How to complete this task:
All entries must be given again exactly as written.

[Collected data entries]

────

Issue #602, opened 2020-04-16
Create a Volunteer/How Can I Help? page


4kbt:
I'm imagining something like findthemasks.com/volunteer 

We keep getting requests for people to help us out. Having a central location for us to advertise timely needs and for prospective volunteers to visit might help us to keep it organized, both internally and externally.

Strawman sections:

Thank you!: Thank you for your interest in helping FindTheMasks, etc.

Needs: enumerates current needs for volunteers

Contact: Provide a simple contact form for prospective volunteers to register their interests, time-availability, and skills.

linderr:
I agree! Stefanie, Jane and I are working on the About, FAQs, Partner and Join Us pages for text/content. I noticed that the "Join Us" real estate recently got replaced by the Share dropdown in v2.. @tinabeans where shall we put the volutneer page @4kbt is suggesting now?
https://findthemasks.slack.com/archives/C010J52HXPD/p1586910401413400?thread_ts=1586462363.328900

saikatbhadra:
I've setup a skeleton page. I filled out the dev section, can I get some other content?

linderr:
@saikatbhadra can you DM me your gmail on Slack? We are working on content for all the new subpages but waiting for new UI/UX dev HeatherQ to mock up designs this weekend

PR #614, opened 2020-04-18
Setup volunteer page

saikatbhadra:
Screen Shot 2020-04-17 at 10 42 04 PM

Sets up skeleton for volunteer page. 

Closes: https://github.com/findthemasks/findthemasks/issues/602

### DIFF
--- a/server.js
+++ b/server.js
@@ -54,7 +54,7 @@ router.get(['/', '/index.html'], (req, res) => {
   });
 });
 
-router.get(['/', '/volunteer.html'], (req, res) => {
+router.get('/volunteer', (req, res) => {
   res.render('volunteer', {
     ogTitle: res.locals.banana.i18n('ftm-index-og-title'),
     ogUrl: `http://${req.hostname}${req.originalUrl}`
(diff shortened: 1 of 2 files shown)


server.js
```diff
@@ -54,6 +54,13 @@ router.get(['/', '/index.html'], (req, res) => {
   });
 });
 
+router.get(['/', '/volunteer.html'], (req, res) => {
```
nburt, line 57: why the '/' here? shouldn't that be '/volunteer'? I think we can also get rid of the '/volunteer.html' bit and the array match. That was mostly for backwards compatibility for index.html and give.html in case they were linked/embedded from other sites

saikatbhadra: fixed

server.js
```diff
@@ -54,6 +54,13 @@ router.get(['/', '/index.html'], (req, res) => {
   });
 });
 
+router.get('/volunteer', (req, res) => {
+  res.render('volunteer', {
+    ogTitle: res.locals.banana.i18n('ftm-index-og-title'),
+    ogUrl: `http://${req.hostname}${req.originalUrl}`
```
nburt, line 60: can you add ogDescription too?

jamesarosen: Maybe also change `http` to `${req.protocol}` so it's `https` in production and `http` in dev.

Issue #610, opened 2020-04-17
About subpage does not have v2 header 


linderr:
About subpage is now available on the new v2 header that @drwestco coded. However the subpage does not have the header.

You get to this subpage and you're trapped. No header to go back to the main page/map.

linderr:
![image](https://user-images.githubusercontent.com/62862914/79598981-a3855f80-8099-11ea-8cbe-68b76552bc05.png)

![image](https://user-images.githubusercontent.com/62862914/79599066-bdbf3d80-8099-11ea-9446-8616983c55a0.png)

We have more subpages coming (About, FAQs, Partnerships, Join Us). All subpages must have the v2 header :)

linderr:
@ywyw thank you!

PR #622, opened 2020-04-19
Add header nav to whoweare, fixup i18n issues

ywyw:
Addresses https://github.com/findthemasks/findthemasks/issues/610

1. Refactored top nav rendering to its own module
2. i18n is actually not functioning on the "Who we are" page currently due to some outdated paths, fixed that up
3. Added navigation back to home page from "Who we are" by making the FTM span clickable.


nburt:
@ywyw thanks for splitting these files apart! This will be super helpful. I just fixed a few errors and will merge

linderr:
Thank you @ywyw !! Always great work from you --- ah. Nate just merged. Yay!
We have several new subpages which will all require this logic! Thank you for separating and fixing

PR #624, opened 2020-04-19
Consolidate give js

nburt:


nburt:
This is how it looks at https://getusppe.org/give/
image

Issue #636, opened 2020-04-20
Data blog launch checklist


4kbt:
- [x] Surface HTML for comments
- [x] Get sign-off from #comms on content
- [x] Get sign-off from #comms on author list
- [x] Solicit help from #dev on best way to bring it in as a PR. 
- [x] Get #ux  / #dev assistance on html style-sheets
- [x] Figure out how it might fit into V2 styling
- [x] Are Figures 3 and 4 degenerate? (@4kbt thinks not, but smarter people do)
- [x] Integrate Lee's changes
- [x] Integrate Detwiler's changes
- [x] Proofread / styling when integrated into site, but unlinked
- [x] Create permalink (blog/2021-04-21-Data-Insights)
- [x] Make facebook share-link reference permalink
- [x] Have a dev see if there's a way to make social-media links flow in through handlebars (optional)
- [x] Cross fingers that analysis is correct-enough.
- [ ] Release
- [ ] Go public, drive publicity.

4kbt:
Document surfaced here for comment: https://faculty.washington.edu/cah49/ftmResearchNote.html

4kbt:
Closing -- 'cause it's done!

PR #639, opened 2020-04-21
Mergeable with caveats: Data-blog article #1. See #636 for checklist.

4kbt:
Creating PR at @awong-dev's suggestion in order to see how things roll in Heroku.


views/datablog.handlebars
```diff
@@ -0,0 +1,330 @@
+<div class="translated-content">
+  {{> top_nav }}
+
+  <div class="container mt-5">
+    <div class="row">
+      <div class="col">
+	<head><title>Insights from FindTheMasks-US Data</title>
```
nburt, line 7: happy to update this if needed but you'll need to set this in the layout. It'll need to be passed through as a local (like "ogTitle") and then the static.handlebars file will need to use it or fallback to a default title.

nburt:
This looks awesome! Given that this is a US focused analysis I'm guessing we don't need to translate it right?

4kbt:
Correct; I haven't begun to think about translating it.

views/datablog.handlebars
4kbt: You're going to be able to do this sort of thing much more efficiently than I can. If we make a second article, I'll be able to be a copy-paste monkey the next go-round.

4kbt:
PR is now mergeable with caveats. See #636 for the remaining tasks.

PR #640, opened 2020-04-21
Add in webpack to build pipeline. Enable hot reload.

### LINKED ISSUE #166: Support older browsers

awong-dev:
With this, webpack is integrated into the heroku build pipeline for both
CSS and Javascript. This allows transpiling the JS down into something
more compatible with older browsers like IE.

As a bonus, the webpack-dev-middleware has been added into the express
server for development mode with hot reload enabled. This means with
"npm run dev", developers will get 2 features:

────

Response below:
Issue #602, opened 2020-04-16
Create a Volunteer/How Can I Help? page


4kbt:
I'm imagining something like findthemasks.com/volunteer 

We keep getting requests for people to help us out. Having a central location for us to advertise timely needs and for prospective volunteers to visit might help us to keep it organized, both internally and externally.

Strawman sections:

Thank you!: Thank you for your interest in helping FindTheMasks, etc.

Needs: enumerates current needs for volunteers

Contact: Provide a simple contact form for prospective volunteers to register their interests, time-availability, and skills.

linderr:
I agree! Stefanie, Jane and I are working on the About, FAQs, Partner and Join Us pages for text/content. I noticed that the "Join Us" real estate recently got replaced by the Share dropdown in v2.. @tinabeans where shall we put the volutneer page @4kbt is suggesting now?
https://findthemasks.slack.com/archives/C010J52HXPD/p1586910401413400?thread_ts=1586462363.328900

saikatbhadra:
I've setup a skeleton page. I filled out the dev section, can I get some other content?

linderr:
@saikatbhadra can you DM me your gmail on Slack? We are working on content for all the new subpages but waiting for new UI/UX dev HeatherQ to mock up designs this weekend

PR #614, opened 2020-04-18
Setup volunteer page

saikatbhadra:
Screen Shot 2020-04-17 at 10 42 04 PM

Sets up skeleton for volunteer page. 

Closes: https://github.com/findthemasks/findthemasks/issues/602

### DIFF
--- a/server.js
+++ b/server.js
@@ -54,7 +54,7 @@ router.get(['/', '/index.html'], (req, res) => {
   });
 });
 
-router.get(['/', '/volunteer.html'], (req, res) => {
+router.get('/volunteer', (req, res) => {
   res.render('volunteer', {
     ogTitle: res.locals.banana.i18n('ftm-index-og-title'),
     ogUrl: `http://${req.hostname}${req.originalUrl}`
(diff shortened: 1 of 2 files shown)


server.js
```diff
@@ -54,6 +54,13 @@ router.get(['/', '/index.html'], (req, res) => {
   });
 });
 
+router.get(['/', '/volunteer.html'], (req, res) => {
```
nburt, line 57: why the '/' here? shouldn't that be '/volunteer'? I think we can also get rid of the '/volunteer.html' bit and the array match. That was mostly for backwards compatibility for index.html and give.html in case they were linked/embedded from other sites

saikatbhadra: fixed

server.js
```diff
@@ -54,6 +54,13 @@ router.get(['/', '/index.html'], (req, res) => {
   });
 });
 
+router.get('/volunteer', (req, res) => {
+  res.render('volunteer', {
+    ogTitle: res.locals.banana.i18n('ftm-index-og-title'),
+    ogUrl: `http://${req.hostname}${req.originalUrl}`
```
nburt, line 60: can you add ogDescription too?

jamesarosen: Maybe also change `http` to `${req.protocol}` so it's `https` in production and `http` in dev.

Issue #610, opened 2020-04-17
About subpage does not have v2 header 


linderr:
About subpage is now available on the new v2 header that @drwestco coded. However the subpage does not have the header.

You get to this subpage and you're trapped. No header to go back to the main page/map.

linderr:
![image](https://user-images.githubusercontent.com/62862914/79598981-a3855f80-8099-11ea-8cbe-68b76552bc05.png)

![image](https://user-images.githubusercontent.com/62862914/79599066-bdbf3d80-8099-11ea-9446-8616983c55a0.png)

We have more subpages coming (About, FAQs, Partnerships, Join Us). All subpages must have the v2 header :)

linderr:
@ywyw thank you!

PR #622, opened 2020-04-19
Add header nav to whoweare, fixup i18n issues

ywyw:
Addresses https://github.com/findthemasks/findthemasks/issues/610

1. Refactored top nav rendering to its own module
2. i18n is actually not functioning on the "Who we are" page currently due to some outdated paths, fixed that up
3. Added navigation back to home page from "Who we are" by making the FTM span clickable.


nburt:
@ywyw thanks for splitting these files apart! This will be super helpful. I just fixed a few errors and will merge

linderr:
Thank you @ywyw !! Always great work from you --- ah. Nate just merged. Yay!
We have several new subpages which will all require this logic! Thank you for separating and fixing

PR #624, opened 2020-04-19
Consolidate give js

nburt:


nburt:
This is how it looks at https://getusppe.org/give/
image

Issue #636, opened 2020-04-20
Data blog launch checklist


4kbt:
- [x] Surface HTML for comments
- [x] Get sign-off from #comms on content
- [x] Get sign-off from #comms on author list
- [x] Solicit help from #dev on best way to bring it in as a PR. 
- [x] Get #ux  / #dev assistance on html style-sheets
- [x] Figure out how it might fit into V2 styling
- [x] Are Figures 3 and 4 degenerate? (@4kbt thinks not, but smarter people do)
- [x] Integrate Lee's changes
- [x] Integrate Detwiler's changes
- [x] Proofread / styling when integrated into site, but unlinked
- [x] Create permalink (blog/2021-04-21-Data-Insights)
- [x] Make facebook share-link reference permalink
- [x] Have a dev see if there's a way to make social-media links flow in through handlebars (optional)
- [x] Cross fingers that analysis is correct-enough.
- [ ] Release
- [ ] Go public, drive publicity.

4kbt:
Document surfaced here for comment: https://faculty.washington.edu/cah49/ftmResearchNote.html

4kbt:
Closing -- 'cause it's done!

PR #639, opened 2020-04-21
Mergeable with caveats: Data-blog article #1. See #636 for checklist.

4kbt:
Creating PR at @awong-dev's suggestion in order to see how things roll in Heroku.


views/datablog.handlebars
```diff
@@ -0,0 +1,330 @@
+<div class="translated-content">
+  {{> top_nav }}
+
+  <div class="container mt-5">
+    <div class="row">
+      <div class="col">
+	<head><title>Insights from FindTheMasks-US Data</title>
```
nburt, line 7: happy to update this if needed but you'll need to set this in the layout. It'll need to be passed through as a local (like "ogTitle") and then the static.handlebars file will need to use it or fallback to a default title.

nburt:
This looks awesome! Given that this is a US focused analysis I'm guessing we don't need to translate it right?

4kbt:
Correct; I haven't begun to think about translating it.

views/datablog.handlebars
4kbt: You're going to be able to do this sort of thing much more efficiently than I can. If we make a second article, I'll be able to be a copy-paste monkey the next go-round.

4kbt:
PR is now mergeable with caveats. See #636 for the remaining tasks.

PR #640, opened 2020-04-21
Add in webpack to build pipeline. Enable hot reload.

### LINKED ISSUE #166: Support older browsers

awong-dev:
With this, webpack is integrated into the heroku build pipeline for both
CSS and Javascript. This allows transpiling the JS down into something
more compatible with older browsers like IE.

As a bonus, the webpack-dev-middleware has been added into the express
server for development mode with hot reload enabled. This means with
"npm run dev", developers will get 2 features:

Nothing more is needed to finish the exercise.